Tools to Create, Modify and Manage CWB Corpora.


The Corpus Workbench (CWB) offers a classic approach for working with large, linguistically and structurally annotated corpora. Its design ensures memory efficiency and makes running queries fast (Evert and Hardie 2011). Technically, indexing and compressing corpora as suggested by Witten et al. (1999) is the approach implemented by the CWB (Christ 1994).

The C implementation of the CWB is mature and efficient. However, the convenience and flexibility of traditional CWB command line tools is limited. These tools are not portable across platforms, inhibiting the ideal of reproducible research.

The 'cwbtools' package combines portable pure R tools to create indexed corpus files and convenience wrappers for the original C implementation of CWB as exposed by the RcppCWB package. Additional functionality to add and modify annotations of corpora from within R makes working with CWB indexed corpora much more flexible. "Pure R" workflows to enrich corpora with annotations using standard NLP tools or generated manually can be implemented seamlessly and conveniently.

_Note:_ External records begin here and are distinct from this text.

PR #87, opened 2021-12-10
chore: update trivy version - fixed sarif

krol3:
Pinned new version of trivy, that fixed the sarif results related to https://github.com/aquasecurity/trivy/pull/1423


krol3:
@simar7 could you review it?

simar7 (approved):
Thanks

Issue #86, opened 2021-11-30
Support --list-all-pkgs option in trivy-action


m-mizutani:
Hi Team,

I want an argument to enable`--list-all-pkgs` option in trivy-action. Cloud you consider to add the option? or let me send PR.

## What I want

I would like to write config like below:

```yml
      - name: Run Trivy vulnerability scanner in repo mode
        uses: aquasecurity/trivy-action@master
        with:
          scan-type: "fs"
          format: "json"
          list-all-pkgs: true
          output: "trivy-results.json"
```

## What I got

No such option in https://github.com/aquasecurity/trivy-action/blob/master/action.yaml

## Use case

Make a decision of CI success/failure with not only vulnerability information but also package and version information. CI result can be controlled by trivy's package list and policy decision tool (e.g. OPA)
- Found malicious code is injected to OSS package, however the vulnerability is not assigned ID or not registered in Trivy DB yet for the moment
- Stop using OSS packages that own team evaluated as low quality

simar7:
That sounds like a good idea. We welcome your contribution.

m-mizutani:
@simar7 Thank you for a comment. I created PR #88 for list-all-pkgs option. Could you review the PR?

m-mizutani:
#88 was merged and the issue was also resolved. Thank you!

PR #88, opened 2021-12-11
feat: Add list-all-pkgs option

m-mizutani:
Add list-all-pkgs option for https://github.com/aquasecurity/trivy-action/issues/86

- Add list-all-pkgs usage to README
- Add `list-all-pkgs` option to action.yaml and entrypoint.sh

### DIFF
--- a/entrypoint.sh
+++ b/entrypoint.sh
@@ -119,7 +119,8 @@ if [ "$hideProgress" == "true" ];then
   ARGS="$ARGS --no-progress"
 fi
 
-if [ "$listAllPkgs" == " true" ];then
+listAllPkgs=$(echo $listAllPkgs | tr -d '\r')
+if [ "$listAllPkgs" == "true" ];then
   ARGS="$ARGS --list-all-pkgs"
 fi
 if [ "$skipFiles" ];then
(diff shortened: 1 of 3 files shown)


entrypoint.sh
```diff
@@ -115,6 +118,10 @@ fi
 if [ "$hideProgress" == "true" ];then
   ARGS="$ARGS --no-progress"
 fi
+
+if [ "$listAllPkgs" == " true" ];then
```
m-mizutani, line 122: NOTE: white space is required before `true` because entrypoint.sh receives option as `"-r true"`, not `-r true`. An argument of `"-r true"` option will be ` true` (with whitespace prefix). Then this code works.

See an example of [testing the action](https://github.com/m-mizutani/trivy-opa-example/runs/4490956015?check_suite_focus=true) at 5th step "Run Trivy vulnerability scanner in repo mode"

simar7: You can trim \r. Check examples in this file.

simar7 (changes requested):
Left comment

entrypoint.sh
m-mizutani: @simar7 Thank you for your comment. I fixed to trim whitespace at b642dfb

The cwbtools package is a companion of the RcppCWB and the polmineR package and is a building block of an infrastructure to support the combination of quantitative and qualitative approaches when working with textual data.


Andreas Blaette


Christ, Oliver (1994): "A Modular and Flexible Architecture for an Integrated Corpus Query System". Proceedings of COMPLEX'94, pp.23-32. (available online here)

Evert, Stefan and Andrew Hardie (2011): "Twenty-first century Corpus Workbench: Updating a query architecture for the new millennium." In: Proceedings of the Corpus Linguistics 2011 conference, University of Birmingham, UK. (available online here)

Witten, Ian H., Alistair Moffat and Timothy C. Bell (1999): Managing Gigabytes: Compressing and Indexing Documents and Images. 2nd edition. San Francisco et al.: Morgan Kaufmann.